A significant priority for the Wisconsin Catholic Conference in the debate over the 2005 budget is to encourage the legislature to make sure that research based on the destruction of human embryos is not part of any "biotechnology initiative" included in the budget.
This debate also reveals how the grounds for disvaluing human life before birth have expanded in recent years.
The Supreme Court defined the right to abortion in 1973 by placing it among those personal activities protected by a "right to privacy" in the Constitution.
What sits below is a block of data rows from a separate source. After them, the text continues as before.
PR #3106, opened 2025-07-24
Stratconn 6058/batch size

nk1107:
JIRA - https://twilio-engineering.atlassian.net/jira/software/c/projects/STRATCONN/boards/2317?assignee=712020%3Ae753d890-5047-4206-aaa4-9693b6ada1b0&assignee=712020%3A087e2fcd-dfdf-4343-a761-04f54a014b74&selectedIssue=STRATCONN-6058

Summary of the Ticket - Customers (Siemens) are running into issues with likely due to batch size being too large for Customer.io .

Change Requested - Add editable batch size input in the actions for Customer.io
This change adds `enable_batch` and `batch_size` properties in all the actions of actions-customerio
## Testing

With batch size greater than 100
image

With batch size less than 2
image

### DIFF
--- a/packages/destination-actions/src/destinations/customerio/utils.ts
+++ b/packages/destination-actions/src/destinations/customerio/utils.ts
@@ -116,8 +116,6 @@ type BasePayload = {
   primary?: Identifiers
   secondary?: Identifiers
   timestamp?: string | number
-  enable_batching?: boolean
-  batch_size?: number
 }
 
 export const buildPayload = <Payload extends BasePayload>({ action, type, payload }: RequestPayload<Payload>) => {


packages/destination-actions/src/destinations/customerio/customerio-properties.ts
```diff
@@ -0,0 +1,19 @@
...
+    default: true
+  },
+  batch_size: {
+    label: 'Batch Size',
+    description: 'Maximum number of events to include in each batch. Actual batch sizes may be lower.',
+    type: 'number',
+    required: false,
+    minimum: 2,
+    maximum: 15,
+    default: 10
```
joe-ayoub-segment, line 17: Are you sure of these limits @nk1107 ? Is this documented somewhere?

joe-ayoub-segment (dismissed):

packages/destination-actions/src/destinations/customerio/customerio-properties.ts
nk1107: I am referring to this documentation: https://docs.customer.io/integrations/api/track/#operation/batch

It says : Your batch request must be smaller than 500kb. Each of the requests within the batch must also be 32kb or smaller.

So for `max_batch` size i am considering the edge case where all the requests in the batch are 32 kb which gives us 15 for the `max_batch` size. I do am unsure if this works do let me know what more can i do to confirm this number

joe-ayoub-segment:
Ah OK. that's the batch size for inbound API calls to Segment. You don't
need to worry about this.
The min and max batch sizes are you are setting relate to how many payloads
will be passed into the performBatch() function. This should be based off
of how many payloads the Customer.io API can handle.
So if Customer.io is able to handle up to 1000 events per batch, then we
would set the max to 1000, and maybe the default also. Can you find this
out please, and amend the PR?
Thanks,
Joe

joe-ayoub-segment:
Hi @nk1107 please ping me on Slack or email when you'd like a re-review.

packages/destination-actions/src/destinations/customerio/utils.ts
```diff
@@ -116,10 +116,23 @@ type BasePayload = {
...
+  const {
+    convert_timestamp,
+    person_id,
+    anonymous_id,
+    email,
+    object_id,
+    object_type_id,
+    timestamp,
+    enable_batching,
+    batch_size,
```
joe-ayoub-segment, line 133: Same question here. We usually don't actually use the data from these fields in the perform() and performBatch() in any way. So I don't think you need to deconstruct them from the payload object. Just ignore them.

packages/destination-actions/src/destinations/customerio/utils.ts
```diff
@@ -116,10 +116,23 @@ type BasePayload = {
   primary?: Identifiers
   secondary?: Identifiers
   timestamp?: string | number
+  enable_batching?: boolean
+  batch_size?: number
```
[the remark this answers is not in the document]
nk1107: Hey @joe-ayoub-segment while testing using the action-tester I noticed that these fields are coming in with payload and then these are going through the rest variable and into the body of the request. That's why i added them in this type and then deconstructed them. Let me know if i am missing anything.

packages/destination-actions/src/destinations/customerio/utils.ts
joe-ayoub-segment: I'm pretty sure you can remove this, as you are not actually making use of the values from these fields in the perform() and performBatch() functions.

packages/destination-actions/src/destinations/customerio/utils.ts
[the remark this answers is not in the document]
joe-ayoub-segment: I'm pretty sure you can remove this, as you are not actually making use of the values from these fields in the perform() and performBatch() functions.

packages/destination-actions/src/destinations/customerio/utils.ts
nk1107: Added the changes

joe-ayoub-segment (approved):

PR #3112, opened 2025-07-25
[Ortto Audiences] - Bug fix

joe-ayoub-segment:
createAudience function is not working.

## Testing

Not in use by customers yet.


xitonix (approved):
As you mentioned in your email, I doubt it would make any difference but doesn't harm to give it a shot. LGTM

sayan-das-in (approved):

PR #3126, opened 2025-07-30
[Epsilon] - Required field missing default mapping - bug

joe-ayoub-segment:
Bug fix for Epsilon Destination. 

## Testing

Not needed. Not in use by customers yet.


joe-ayoub-segment:
PR deployed.

PR #3181, opened 2025-08-14
[Epsilon] - making company magic a separate setting field

joe-ayoub-segment:
Adding new field. New Integration not in use by customers. 

## Testing

Not in use by customers. Unit test updated.


joe-ayoub-segment:
PR deployed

The unborn child may have a right to life in theory, the court reasoned, but it must give way to the mother's right to decide what happens to her own life and body.
The ensuing debate over the wisdom of the court's action has usually involved arguments over the relative importance of the child's life versus the mother's right to make a very personal choice.
Value of embryo
Whether or not one accepts what the Supreme Court did in 1973, the debate over whether embryos should be destroyed in order to procure "embryonic stem cells" for research purposes is much different.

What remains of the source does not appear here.